Pictured, from left: Erm Navarro, Jesse Molloy and Chris Bautista

“I’m struck by the use of the piccolo trumpet in ‘High Hopes,’ where it both doubles Brendon Urie’s voice and ‘answers’ his vocal lines,” adds Dacey. “That kind of call-and-response between the voice and brass section was a signature element of funk, soul and R&B in the ‘60s and ‘70s but faded out in the ‘80s with the rise of digital synthesizers. It’s great to hear it again on the radio in a fresh context.”

“Part of Panic! at the Disco’s appeal is that they stand out,” says Tom Poleman, chief programming officer for iHeartMedia, which has embraced the band on multiple formats including pop and alternative. “It starts, of course, with the songwriting and Brendon’s voice, but it’s also largely because of the production and instrumentation. It’s not often to have a hit song with trumpets, but they manage to pull it off in a way that fits on the radio. Some of the best songs through history are the ones that don’t follow a formula, but work in unexpected ways. And that makes them last longer.”

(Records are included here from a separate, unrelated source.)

Issue #8173, opened 2026-07-24
[RFC] Support sharding LM heads and adopting Online Softmax


jinyouzhi:
## Motivation

Online softmax and in-place computation could significantly save memory, especially for OPSD teacher TP sharding.

- Extend AutoTP capabilities by integrating Liger Kernel (sharding LM heads and adopting Online Softmax) #8104 

## Keypoints

- Support the sharding LM heads with `gather_output=False` of ColumnParallelLinear
- Enabling parallel CE loss feature (integrating Liger kernel)
- Profiling the GPU footprint to evaluate 
- Unify the untied and tied path for LM heads

## Revised Roadmap

| PR | Scope | Status |
|---|---|---|
| #8146 | Enable `gather_output=True` for column-parallel `lm_head` | Merged |
| #8185 | Uneven sharding + universal checkpoint; remove uneven-dim rowwise fallback | Merged |
| PR-A (#8302) | Lift hardcoded `name == "lm_head"` routing; training defaults to column parallelism; reject unsupported row-parallel training | Merged |
| PR-B (#8309) | `gather_output=False` + vocab-parallel cross entropy, pure PyTorch reference implementation | WIP |
| PR-C | `VocabParallelEmbedding`; unify tied and untied `lm_head` paths; fix #8290 | To do |
| PR-D | Optional Liger fused CE acceleration + memory profiling | To do |
| PR-E | Implement row-parallel `lm_head` training, including input slicing and backward `dx` all-reduce | To do |

## Proposed PR Sequencing

```
#8146 ──► #8185 ──┬─► PR-A  Lift hardcoded routing; independently mergeable
                  │
                  └─► PR-B  gather_output=False + vocab-parallel CE
                        ├─► PR-C  VocabParallelEmbedding / tied-untied unification
                        └─► PR-D  Liger integration + profiling

PR-A ──► PR-E  Row-parallel lm_head training
```

PR-A is small and low-risk, and has no code-level dependency on `gather_output`;
it can be submitted against master in parallel. PR-B is the core of this RFC —
we suggest landing the pure PyTorch implementation first so that numerical
correctness can be reviewed independently, and deferring the Liger kernel
integration to PR-D.

jinyouzhi:
[...]

PR #8538, opened 2026-09-16
[AutoTP] Support eager row-parallel output head training

0z5a:
## Summary

Implements PR-E from #8173: eager training for explicitly row-parallel, untied `lm_head` / `embed_out` output heads. This PR is independent of the vocabulary-parallel CE work in PR-B #8309 and contains no PR-D changes.

- Slice replicated activations along the last dimension using the frozen weight-shard geometry, including uneven hidden dimensions.
- Reuse the existing row-parallel forward output reduction and replicated bias behavior.
- Reconstruct and all-reduce the complete input gradient in backward so preceding replicated layers receive the correct gradient.
- Preserve the original parameter identity, existing inference specialization, and default gathered-column training behavior.
- Reject tied output weights at TP > 1, reshaped/non-input-dimension partitions, and deferred compiler collectives for this path.

## Validation

Executed on jk01 with two NVIDIA L20 GPUs (46068 MiB each), in an isolated container: Python 3.12.3, PyTorch 2.13.0+cu130, CUDA 13.0, Transformers 5.14.1.

- Partition/config regression: **17 passed**.
- Real two-rank DeepSpeed-engine integration: **three configurations each completed five optimizer updates**, with two accumulated micro-batches per update (SGD LR 0.05, ZeRO stage 0, FP32, clipping explicitly disabled in both paths).
- Configurations cover `lm_head` / `embed_out`, bias / no bias, hidden dimensions 32 / 35, and flattened / sequence-shaped inputs.
- Compared logits, CE loss, input gradients, replicated projection gradients, local head gradients, and updated weights against an independent unsharded PyTorch model after every update. Also checked the exact SGD update and that weights actually changed.
- Changed-file pre-commit checks and `git diff --check` passed.

The integration method `TestRowParallelOutputHeadTraining.test_five_optimizer_steps_match_unsharded_reference` was executed through two-rank torchrun on the real devices. It can also be run through pytest:

```sh
PYTHONPATH=.:tests python3 -m pytest tests/unit/module_inject/test_tp_partition_config_path.py -q
PYTHONPATH=.:tests python3 -m pytest tests/unit/v1/autotp/test_autotp_training.py::TestRowParallelOutputHeadTraining -v -s
```

This validates the minimal eager training contract, not large-model convergence, mixed-precision/ZeRO checkpoint round trips, or DeepCompile. Coupled tied-embedding sharding remains outside this PR's scope.


deepspeed/module_inject/auto_tp.py
```diff
@@ -464,13 +464,20 @@ def _create_row_parallel_layer(self, module, spec: TPLayerSpec, name: str):
         """Create row-parallel layer (AllReduce after forward)."""
         if self.conv_linear_layer:
             return Conv_LinearALlreduce(module, self.mp_group, name=name, tp_meta=self.tp_meta)
-        if name == "lm_head" or name == 'embed_out':
+        if name.rsplit('.', 1)[-1] in ("lm_head", "embed_out"):
```
jinyouzhi: https://github.com/deepspeedai/DeepSpeed/blob/ef7d23f4258f3469846f35864a7cb19c2c23b5fc/deepspeed/module_inject/auto_tp.py#L543
Can we reuse like it?

deepspeed/module_inject/layers.py
```diff
@@ -231,6 +231,28 @@ def backward(ctx: Any, grad_output: torch.Tensor) -> Tuple[None, torch.Tensor, N
         return None, grad_output, None
 
 
+class ScatterToTensorParallelRegion(torch.autograd.Function):
```
jinyouzhi, line 235: Could `ScatterToTensorParallelRegion` be considered the dual of `GatherFromTensorParallelRegion`? If so, can we use this relationship to design unit tests?

0z5a:
Reused `_is_lm_head_name`, added Scatter/Gather round-trip tests for outputs and gradients (including uneven splits), and resolved the main-branch conflicts. Two-L20 validation: 8 passed, including three five-step training comparisons. All changed-file pre-commit checks passed. Recreated the commit with the required sign-off.

jinyouzhi:
LGTM

delock (approved):

PR #8552, opened 2026-09-16
Preserve convolution shapes and scaling in Muon updates

vineethsaivs:
Muon crashes when updating convolution weights with four-dimensional gradients.

The overflow guard combines a flattened update with the original four-dimensional gradient. The aspect-ratio correction also reads the kernel dimensions instead of the flattened matrix. Restore the original shape before the overflow guard and derive the scale from the matrix being orthogonalized.

Test: `TORCHDYNAMO_DISABLE=1 DS_ACCELERATOR=cpu PYTHONPATH=. python -m pytest tests/unit/v1/ops/muon/test_muon_overflow.py -k 'convolution or overflowed_gradient or finite_gradient' -q`. Four convolution regressions fail before. Six CPU tests pass after, including two Conv2d training steps with both Newton-Schulz methods and overflow checks. Changed-file pre-commit passes. Executed on Apple M2 Pro CPU; no CUDA or distributed training run.


vineethsaivs:
Could you approve the CI run? The six CPU tests and changed-file pre-commit checks pass.

tests/unit/v1/ops/muon/test_muon_overflow.py
pengdurice, line 1: is this a good place for the new test?

vineethsaivs: No, and I moved them. `test_muon_overflow.py` is about the overflow invariant; only the shape-preservation half of this change fits there. Both convolution tests now live in `tests/unit/v1/ops/muon/test_muon_conv.py` in f5837006b966526af29ae77c660f421ed7bd8f15. 6 passed, 3 skipped on CPU; pre-commit clean.

pengdurice:
please fix the failed tests

vineethsaivs:
Fixed in 66ef97fcad37ca6fe6ae07cbc1c60cd13aada44b. The failure was my test, not the change.

`test_convolution_training_matches_flattened_muon` compared two 2-step training trajectories, and `zeropower_via_newtonschulz5` runs in bfloat16 where the accelerator supports it. The two shapes reach the iteration through different layouts, so the rounding diverges and feeds back through the weights: 1.97e-3 absolute on CI against float32 default tolerances. It passed locally because the gap is platform dependent, which is exactly what a test should not be.

Replaced it with the contract itself, which is exact everywhere:

- `muon_update` on a rank-4 gradient versus its flattened copy, asserted with `torch.equal`. Both go through `update.view(len(update), -1)`, so the iteration gets a bit-identical matrix and there is no tolerance to pick.
- the scale read off `[out, in*kh*kw]` rather than the kernel, asserted at 2 percent. The two readings are 1.633 and 1.225, so the old code misses by 25 percent and bfloat16 rounding (eps about 7.8e-3) is nowhere near it.
- a Conv2d step that just has to complete and stay finite, which is the crash this PR fixes.

Ten tests, and each half of the change now fails on its own: the shape half raises on unpatched code, the scale half fails the 2 percent assertion. Changed-file pre-commit passes.

alanhuangyoo (commented):
Thanks, the fix looks right to me. On 2×H20 everything passes except `test_convolution_scale_comes_from_the_flattened_matrix[gram]`, and only when the whole file runs. I think it's torch.compile on CPU: once `muon_update` gets recompiled with dynamic shapes, `max(1, a / b)` seems to use integer division, so the scale ends up √2 instead of √(32/12). `max(1, float(update.size(-2)) / update.size(-1))` fixes it here.

The expert and per-head branches on master have the same issue, I can send a small PR for those.

alanhuangyoo:
Small correction, `float()` isn't quite enough: when the graph breaks inside `muon_update` (the standard NS does), the max still gets cast to int64. `math.sqrt(rows / cols) if rows > cols else 1.0` works in every case I tried, it's `_aspect_ratio_scale` in #8641 if you want to reuse it.

pengdurice (approved):

pengdurice:
fix the test

alanhuangyoo:
The two failures look like the truncation from #8641: 0.2265 / 0.1961 = 1.155 = sqrt(32/12) / sqrt(2), so one of the calls got its scale from a recompiled graph. Using `math.sqrt(rows / cols) if rows > cols else 1.0` for that line should fix it, or `torch._dynamo.reset()` at the start of the test if you'd rather keep the line as is here.

pengdurice:
> The two failures look like the truncation from #8641: 0.2265 / 0.1961 = 1.155 = sqrt(32/12) / sqrt(2), so one of the calls got its scale from a recompiled graph. Using `math.sqrt(rows / cols) if rows > cols else 1.0` for that line should fix it, or `torch._dynamo.reset()` at the start of the test if you'd rather keep the line as is here.

Got you, then it seems that the fix in #8641 applied to full matrix should be the way to go? It's fine either PR is checked in first to me;-) Maybe you can fix it on your PR and let this one rebase on yours, wdyt?

vineethsaivs:
Reproduced on CPU: in a full-file run both scale tests get sqrt(2) instead of sqrt(32/12). The division is float, but after the dynamic-shape recompile Inductor's C++ codegen casts both `Max` arguments to `int64_t`, so your cast fixes it and the file passes 10/10 here. Please go ahead with the expert and per-head branches, thanks.

alanhuangyoo:
Sounds good, pushed it to #8641: the full-matrix line uses the same helper now, still on `grad`'s dims, so switching it to `update` stays with this PR.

Bringing a brass band and full orchestra on tour, however, is a bridge too far. “When they tour, I pared the arrangements down to a string trio and a three-piece horn section,” says Mathes. “What Panic! has discovered is that there is some sort of timeless power to real instruments. Brendon was never going to go out on tour and just have that stuff on [pre-recorded] track — he wants to create a joyous musical circus.”